* Task brief
Filter these entries down to lines holding "quiet".

* Given records
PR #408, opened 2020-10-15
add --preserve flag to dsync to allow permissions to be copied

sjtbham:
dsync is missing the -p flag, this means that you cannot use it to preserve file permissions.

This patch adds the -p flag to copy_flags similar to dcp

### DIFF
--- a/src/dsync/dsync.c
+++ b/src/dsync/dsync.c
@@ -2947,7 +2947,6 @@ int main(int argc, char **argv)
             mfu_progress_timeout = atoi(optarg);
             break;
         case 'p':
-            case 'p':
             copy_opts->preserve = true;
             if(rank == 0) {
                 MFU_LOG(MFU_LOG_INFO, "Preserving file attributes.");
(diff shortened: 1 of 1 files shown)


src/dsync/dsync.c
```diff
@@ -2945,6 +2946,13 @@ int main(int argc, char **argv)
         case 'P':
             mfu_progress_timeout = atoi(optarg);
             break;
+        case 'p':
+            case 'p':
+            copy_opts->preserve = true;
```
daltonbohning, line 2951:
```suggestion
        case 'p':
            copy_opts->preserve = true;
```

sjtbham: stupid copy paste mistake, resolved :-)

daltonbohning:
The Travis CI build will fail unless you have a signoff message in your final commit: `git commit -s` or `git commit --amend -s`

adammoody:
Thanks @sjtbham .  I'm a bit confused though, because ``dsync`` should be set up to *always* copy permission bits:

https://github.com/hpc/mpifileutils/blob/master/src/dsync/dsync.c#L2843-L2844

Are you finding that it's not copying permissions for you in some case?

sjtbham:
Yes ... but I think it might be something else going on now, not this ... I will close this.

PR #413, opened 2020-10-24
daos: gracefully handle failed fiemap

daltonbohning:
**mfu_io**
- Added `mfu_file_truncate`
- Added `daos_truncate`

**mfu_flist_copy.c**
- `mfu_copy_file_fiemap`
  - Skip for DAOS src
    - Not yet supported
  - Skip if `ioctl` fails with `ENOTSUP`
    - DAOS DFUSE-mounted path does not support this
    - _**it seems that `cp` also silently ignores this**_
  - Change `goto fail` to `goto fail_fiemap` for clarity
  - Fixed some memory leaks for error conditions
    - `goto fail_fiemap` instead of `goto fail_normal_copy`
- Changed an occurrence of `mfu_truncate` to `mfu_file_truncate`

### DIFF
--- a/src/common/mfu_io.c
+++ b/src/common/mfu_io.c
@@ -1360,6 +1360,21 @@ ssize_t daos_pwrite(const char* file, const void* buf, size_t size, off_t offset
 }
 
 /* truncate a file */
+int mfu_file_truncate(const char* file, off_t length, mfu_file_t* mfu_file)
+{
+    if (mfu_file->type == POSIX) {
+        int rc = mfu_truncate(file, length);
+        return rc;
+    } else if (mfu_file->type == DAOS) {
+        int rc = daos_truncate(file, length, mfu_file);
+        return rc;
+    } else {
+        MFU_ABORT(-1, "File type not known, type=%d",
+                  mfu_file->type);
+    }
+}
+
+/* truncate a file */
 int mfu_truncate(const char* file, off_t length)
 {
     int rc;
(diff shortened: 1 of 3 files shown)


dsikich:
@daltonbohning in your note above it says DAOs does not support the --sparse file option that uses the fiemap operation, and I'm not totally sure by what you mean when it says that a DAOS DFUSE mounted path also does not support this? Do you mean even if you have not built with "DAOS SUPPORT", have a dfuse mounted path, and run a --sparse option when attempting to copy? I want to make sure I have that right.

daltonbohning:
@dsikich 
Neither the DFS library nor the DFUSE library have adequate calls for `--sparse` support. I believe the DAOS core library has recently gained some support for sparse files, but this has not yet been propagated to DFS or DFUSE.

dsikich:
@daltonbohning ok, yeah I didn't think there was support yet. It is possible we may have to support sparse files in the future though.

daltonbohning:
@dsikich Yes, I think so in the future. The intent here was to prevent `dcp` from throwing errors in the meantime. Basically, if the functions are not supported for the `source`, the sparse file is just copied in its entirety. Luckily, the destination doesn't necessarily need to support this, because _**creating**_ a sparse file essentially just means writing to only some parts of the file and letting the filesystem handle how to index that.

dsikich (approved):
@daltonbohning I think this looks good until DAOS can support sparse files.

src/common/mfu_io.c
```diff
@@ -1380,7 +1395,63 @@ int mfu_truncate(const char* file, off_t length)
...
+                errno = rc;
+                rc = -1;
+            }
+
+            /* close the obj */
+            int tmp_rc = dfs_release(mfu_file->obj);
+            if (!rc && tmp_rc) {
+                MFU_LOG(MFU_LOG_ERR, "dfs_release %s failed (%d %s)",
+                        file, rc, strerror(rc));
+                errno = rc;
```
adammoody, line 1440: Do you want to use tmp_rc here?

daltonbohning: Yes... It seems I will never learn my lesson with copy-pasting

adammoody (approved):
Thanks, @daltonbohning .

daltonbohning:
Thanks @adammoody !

* * *

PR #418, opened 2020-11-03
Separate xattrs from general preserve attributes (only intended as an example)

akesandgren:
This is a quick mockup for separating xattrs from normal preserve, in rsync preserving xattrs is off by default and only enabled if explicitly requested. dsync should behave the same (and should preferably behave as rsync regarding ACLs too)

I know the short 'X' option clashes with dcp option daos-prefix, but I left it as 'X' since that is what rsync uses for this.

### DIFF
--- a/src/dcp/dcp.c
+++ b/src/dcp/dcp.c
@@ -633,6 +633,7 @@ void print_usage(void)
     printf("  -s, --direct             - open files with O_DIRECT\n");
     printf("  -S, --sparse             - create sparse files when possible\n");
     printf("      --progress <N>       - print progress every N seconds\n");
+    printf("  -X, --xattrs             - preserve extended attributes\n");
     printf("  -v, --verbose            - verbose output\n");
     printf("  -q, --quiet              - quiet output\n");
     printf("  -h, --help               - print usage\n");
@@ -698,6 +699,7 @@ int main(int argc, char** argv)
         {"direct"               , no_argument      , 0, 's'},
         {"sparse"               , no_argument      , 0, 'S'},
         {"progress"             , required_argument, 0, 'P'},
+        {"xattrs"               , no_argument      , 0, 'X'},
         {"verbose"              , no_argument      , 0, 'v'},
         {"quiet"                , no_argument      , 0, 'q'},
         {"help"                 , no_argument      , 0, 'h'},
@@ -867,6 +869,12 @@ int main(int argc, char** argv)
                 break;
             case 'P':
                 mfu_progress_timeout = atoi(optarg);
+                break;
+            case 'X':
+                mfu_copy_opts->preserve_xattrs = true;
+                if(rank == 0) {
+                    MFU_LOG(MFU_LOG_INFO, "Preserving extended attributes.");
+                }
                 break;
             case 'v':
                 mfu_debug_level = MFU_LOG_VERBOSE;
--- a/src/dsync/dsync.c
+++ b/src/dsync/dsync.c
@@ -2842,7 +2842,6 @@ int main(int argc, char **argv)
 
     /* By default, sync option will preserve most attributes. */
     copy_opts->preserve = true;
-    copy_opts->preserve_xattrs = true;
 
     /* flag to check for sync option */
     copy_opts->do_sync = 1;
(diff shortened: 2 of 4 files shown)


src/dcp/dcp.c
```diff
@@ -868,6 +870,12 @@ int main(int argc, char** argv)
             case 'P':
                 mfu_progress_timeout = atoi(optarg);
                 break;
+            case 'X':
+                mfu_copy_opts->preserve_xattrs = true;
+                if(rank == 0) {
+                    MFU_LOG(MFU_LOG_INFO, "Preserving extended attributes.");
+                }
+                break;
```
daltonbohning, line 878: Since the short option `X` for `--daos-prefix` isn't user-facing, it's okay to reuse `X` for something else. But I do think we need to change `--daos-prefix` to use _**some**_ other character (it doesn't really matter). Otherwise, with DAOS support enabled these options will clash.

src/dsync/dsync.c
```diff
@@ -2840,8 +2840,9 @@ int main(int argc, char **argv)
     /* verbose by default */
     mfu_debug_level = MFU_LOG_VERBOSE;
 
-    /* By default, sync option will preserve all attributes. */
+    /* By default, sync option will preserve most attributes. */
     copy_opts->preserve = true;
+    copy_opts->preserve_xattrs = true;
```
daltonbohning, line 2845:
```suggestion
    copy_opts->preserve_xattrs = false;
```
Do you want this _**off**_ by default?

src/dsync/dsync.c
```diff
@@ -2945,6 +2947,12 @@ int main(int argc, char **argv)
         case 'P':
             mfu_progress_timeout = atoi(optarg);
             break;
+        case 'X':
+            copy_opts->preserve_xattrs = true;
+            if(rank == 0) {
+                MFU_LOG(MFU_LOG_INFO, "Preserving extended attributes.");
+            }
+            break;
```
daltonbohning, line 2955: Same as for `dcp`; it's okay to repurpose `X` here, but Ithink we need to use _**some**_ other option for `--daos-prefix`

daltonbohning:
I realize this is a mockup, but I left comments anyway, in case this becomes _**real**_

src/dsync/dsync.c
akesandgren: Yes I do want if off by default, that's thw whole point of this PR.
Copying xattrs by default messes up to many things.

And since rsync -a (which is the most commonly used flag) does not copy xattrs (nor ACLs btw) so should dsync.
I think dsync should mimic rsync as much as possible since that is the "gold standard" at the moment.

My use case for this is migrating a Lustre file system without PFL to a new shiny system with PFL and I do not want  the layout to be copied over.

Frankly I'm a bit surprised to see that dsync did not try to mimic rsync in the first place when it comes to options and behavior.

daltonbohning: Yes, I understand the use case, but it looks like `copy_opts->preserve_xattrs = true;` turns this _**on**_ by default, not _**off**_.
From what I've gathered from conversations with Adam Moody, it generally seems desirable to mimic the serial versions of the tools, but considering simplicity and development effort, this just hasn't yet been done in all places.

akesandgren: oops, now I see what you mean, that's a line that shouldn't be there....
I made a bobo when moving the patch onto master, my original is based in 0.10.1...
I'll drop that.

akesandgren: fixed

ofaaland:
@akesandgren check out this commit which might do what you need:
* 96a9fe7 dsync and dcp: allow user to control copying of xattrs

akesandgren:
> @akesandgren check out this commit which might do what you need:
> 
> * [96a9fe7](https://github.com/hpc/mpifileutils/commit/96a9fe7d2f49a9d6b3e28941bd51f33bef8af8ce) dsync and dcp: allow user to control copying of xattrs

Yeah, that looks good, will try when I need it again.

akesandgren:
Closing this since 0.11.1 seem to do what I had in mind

* Response to the task
     printf("  -q, --quiet              - quiet output\n");
         {"quiet"                , no_argument      , 0, 'q'},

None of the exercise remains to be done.